Inspired by Avdi Grimm’s roadmap for learning new languages, I decided to give it a try and put my current interests in writing.

  • Julia –
    I have experience writing code in MATLAB, Octave, Python (with Numpy, Scipy and Pandas) and a bit of R, and still I’m excited with Julia.There are at least 3 features of Julia that are powerful and make me wish to work with it: its Just-In-Time compiler, parallel for and the awesome metaprogramming inherited from LISP.

    The drawback is… is… well, I didn’t have time to really use it and get comfortable writing Julia programs. Yet.

  • Haskell –

    I already tried learning Haskell a couple of times. Maybe 3 or 4 or 5 times. I wrote programs based on mathematics and some simple scripts, most of the syntax isn’t strange anymore, even monads make sense now; however, I still feel a bit stiff when writing Haskell. I don’t know.

    Two books I recently bought might help with that – Real World Haskell and Parallel and Concurrent Programming in Haskell. I probably need to motivate myself to write something useful with it.

  • Rust –

    There is a quote in Rust’s website that sums my expectations of it:

    Rust is a systems programming language that runs blazingly fast, prevents nearly all segfaults, and guarantees thread safety.

    I know how to read C/C++ and even write a bit of it, but it’s messy and takes more time than I usually have for side projects. Writing code that is safe & fast shouldn’t be so hard. ;)

All-in-all, this is a very brief list. However, I don’t think I should focus on more languages right now. To be honest, I think that my next learning targets are in applied mathematics. I need a stronger foundation in Partial Differential Equations and Probability Theory. There are several topics in optimization that I should take the time to study. Calculus of variations also seems quite cool.

(good thing that I have friends in pure math to help me find references!)

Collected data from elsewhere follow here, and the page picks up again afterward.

PR #2549, opened 2023-06-08
Update armadactl.sh

ShivangShandilya:
Fixes #

We need to check if instead of `go run cmd/armadactl/main.go create queue e2e-test-queue` user can run the same command using only `armadactl create queue e2e-test-queue`

┆Issue is synchronized with this [Jira Task](https://gr-oss.atlassian.net/browse/BATCH-339) by [Unito](https://www.unito.io)


Sharpz7 (approved):
LGTM :))

PR #2551, opened 2023-06-10
Removing `example structure` from armadactl

ShivangShandilya:

This PR just removes the `example structure` from the armadactl

┆Issue is synchronized with this [Jira Task](https://gr-oss.atlassian.net/browse/BATCH-341) by [Unito](https://www.unito.io)


cmd/armada-load-tester/cmd/root.go
```diff
@@ -17,19 +17,6 @@ func init() {
 var rootCmd = &cobra.Command{
 	Use:   "armada-load-tester command",
 	Short: "Command line utility to submit many jobs to armada",
-	Long: `
```
kannon92, line 20: Why did we remove the Long description?

ShivangShandilya: Oops thanks fo noticing, I only wanted to remove the `example structure`, let me correct that

ShivangShandilya: @zuqq has provided spaces and all in the same `example structure` that I'm trying to remove, I also commented on his PR but did'nt hear back from him. This deletion is not vital to the project its just that of you take a look at any other command-line tool eg: `kubectl` you won't any kind of structure, you only see what kubectl does and its command so only for the purpose to make `armadactl` look good I have proposed this change

kannon92 (approved):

SciRuby projects for Google Summer of Code 2015

Another year with SciRuby accepted as a mentoring organization in Google Summer of Code (GSoC)! The Community Bonding Period ended yesterday; the coding period officially begins today.

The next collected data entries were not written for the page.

PR #2552, opened 2023-06-12
NodeDb performance improvements

severinson:
The current NodeDb implementation effectively iterates over groups of nodes, where all nodes in a group have an equal amount  allocatable of some resource, e.g., CPU. This causes issues in fragmented clusters, where all nodes may differ in amount of allocatable resources.  With this PR, we introduce two optimisations:

1. Reducing the overhead associated with each group.
2. Bucketing nodes with similar amounts of allocatable resources, e.g., all nodes with [2, 3) CPU allocatable, thus reducing the number of groups.

The overall speedup for a particular benchmark of interest is about a factor 10x. It also significantly reduces allocations, which will reduce GC pressure.

Current:
```
> go.exe test -benchmem -run=^$ -bench ^BenchmarkNodeTypeIterator$ github.com/armadaproject/armada/internal/scheduler/nodedb
goos: windows
goarch: amd64
pkg: github.com/armadaproject/armada/internal/scheduler/nodedb
cpu: 12th Gen Intel(R) Core(TM) i7-12700H
BenchmarkNodeTypeIterator-20               39607             29767 ns/op           21900 B/op        698 allocs/op
PASS
ok      github.com/armadaproject/armada/internal/scheduler/nodedb       1.652s
```

New:
```
> go.exe test -benchmem -run=^$ -bench ^BenchmarkNodeTypeIterator$ github.com/armadaproject/armada/internal/scheduler/nodedb
goos: windows
goarch: amd64
pkg: github.com/armadaproject/armada/internal/scheduler/nodedb
cpu: 12th Gen Intel(R) Core(TM) i7-12700H
BenchmarkNodeTypeIterator-20              401348              2810 ns/op            1376 B/op         34 allocs/op
PASS
ok      github.com/armadaproject/armada/internal/scheduler/nodedb       1.324s
```


internal/scheduler/nodedb/nodedb.go
```diff
@@ -878,3 +901,31 @@ func (nodeDb *NodeDb) stringFromPodRequirementsNotMetReason(reason schedulerobje
 		return s
 	}
 }
+
+func (nodeDb *NodeDb) nodeDbKeyFromNode(out []byte, node *schedulerobjects.Node, priority int32) []byte {
```
severinson, line 905: Previously, we relied on memdb methods for constructing a combined key from the node nodeType and resources. However, this caused lots of unnecessary allocs. Now we create the key ourselves using this method instead.

internal/scheduler/schedulerobjects/nodetype.go
```diff
@@ -67,40 +66,44 @@ func NewNodeType(taints []v1.Taint, labels map[string]string, indexedTaints map[
...
+// nodeTypeIdFromTaintsAndLabels generates a id unique for each combination of taints, labels, and unset labels.
+// The id is based on the fnv1a hash. Hash collisions do not affect correctness, only the efficiency of sorting out nodes.
 //
 // We separate taints/labels by $, labels and values by =, and and groups by &,
 // since these characters are not allowed in taints and labels; see
 // https://kubernetes.io/docs/concepts/overview/working-with-objects/labels/#syntax-and-character-set
 // https://man.archlinux.org/man/community/kubectl/kubectl-taint.1.en
-func nodeTypeIdFromTaintsAndLabels(taints []v1.Taint, labels, unsetIndexedLabels map[string]string) string {
-	// TODO: To reduce key size (and thus improve performance), we could hash the string.
+func nodeTypeIdFromTaintsAndLabels(taints []v1.Taint, labels, unsetIndexedLabels map[string]string) uint64 {
```
severinson, line 76: I've changed this from a string to a uint64. As a result, it's of fixed-length. While unlikely, I believe the previous varying-length id could cause issues with the compound key used for node indexing. As a bonus, using a uint64 also improves performance.

internal/scheduler/schedulerobjects/schedulerobjects.proto
```diff
@@ -31,6 +31,8 @@ message Node {
     string id = 1;
     // Kubernetes node name. Not guaranteed to be unique across clusters.
     string name = 12;
+    // Keys by which nodes are sorted in the nodeDb.
+    repeated bytes nodeDbKeys = 18;
```
severinson, line 35: We now compute the index keys for the node once on upsert and store them on the node. Instead of re-computing these keys every time we iterate over the nodes, which caused performance issues.

internal/armada/server/lease.go
```diff
@@ -383,9 +383,6 @@ func (q *AggregatedQueueServer) getJobs(ctx context.Context, req *api.StreamingL
 		nodes = append(nodes, node)
 	}
 	indexedResources := q.schedulingConfig.IndexedResources
```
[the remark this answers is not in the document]
severinson: Agreed. Fixed.

internal/scheduler/gang_scheduler_test.go
```diff
@@ -136,10 +137,53 @@ func TestGangScheduler(t *testing.T) {
...
+				testfixtures.TestSchedulingConfig(),
+			),
+			Nodes: testfixtures.N32CpuNodes(3, testfixtures.TestPriorities),
+			Gangs: [][]*jobdb.Job{
+				testfixtures.N16CpuJobs("A", testfixtures.PriorityClass0, 1),
+				testfixtures.N16CpuJobs("A", testfixtures.PriorityClass0, 1),
+				testfixtures.N16CpuJobs("A", testfixtures.PriorityClass0, 1),
+			},
+			ExpectedScheduledIndices: testfixtures.IntRange(0, 2),
+		},
```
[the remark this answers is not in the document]
severinson: I've changed the names to (hopefully) be more clear. Let me know if you have ideas.

zuqq (approved):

I’m really happy with the projects chosen this year; various different subjects and some would be really useful for me, i.e. Alexej’s LMM gem, Sameer’s Daru and Will’s changes to NMatrix.

That’s all. After the next GSoC meeting, I should write about how each of the projects are going.

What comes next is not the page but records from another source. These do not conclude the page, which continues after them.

PR #2553, opened 2023-06-12
Add number of preempted jobs and gangs to `SchedulingContext`

zuqq:


internal/scheduler/scheduling_algo_test.go
```diff
@@ -410,6 +413,26 @@ func TestLegacySchedulingAlgo_TestSchedule(t *testing.T) {
 
 			assert.Equal(t, len(expectedScheduledJobs), len(schedulerResult.ScheduledJobs))
 
+			schedulingContextByExecutor := schedulingContextRepo.GetMostRecentSchedulingContextByExecutor()
```
zuqq, line 416: The test harness is getting quite long, but it's just so convenient to test this here.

The most socially useful communication technology

Text is the most socially useful communication technology. It works well in 1:1, 1:N, and M:N modes. It can be indexed and searched efficiently, even by hand. It can be translated. It can be produced and consumed at variable speeds. It is asynchronous. It can be compared, diffed, clustered, corrected, summarized and filtered algorithmically. It permits multiparty editing. It permits branching conversations, lurking, annotation, quoting, reviewing, summarizing, structured responses, exegesis, even fan fic.

I read the post “Always bet on text” today and, I must say, it is a beautiful way to look at the process of communicating by writing. :)

Excel trying to take over the world

Intuitively, it is not just the limited capability of ordinary software that makes it safe: it is also its lack of ambition. There is no subroutine in Excel that secretly wants to take over the world if only it were smart enough to find a way.
— Nick Bostrom, Superintelligence

I wouldn’t be so certain about it.

There are “scientists” (economists) who think it is OK to use Excel for making predictions that affect several people, as you can see from this article in The Guardian. Essentially, they didn’t add four years of data from New Zealand to a spreadsheet. Other methodological factors were in effect as well. And all of this contributed to lots of people losing their jobs in various countries when the recommended austerity measures were put in place. Imagine if Excel wanted to take over the world.

The paper that discusses in depth about Reinhart & Rogoff’s mistake is “Does High Public Debt Consistently Stifle Economic Growth? A Critique of Reinhart and Rogo ff“.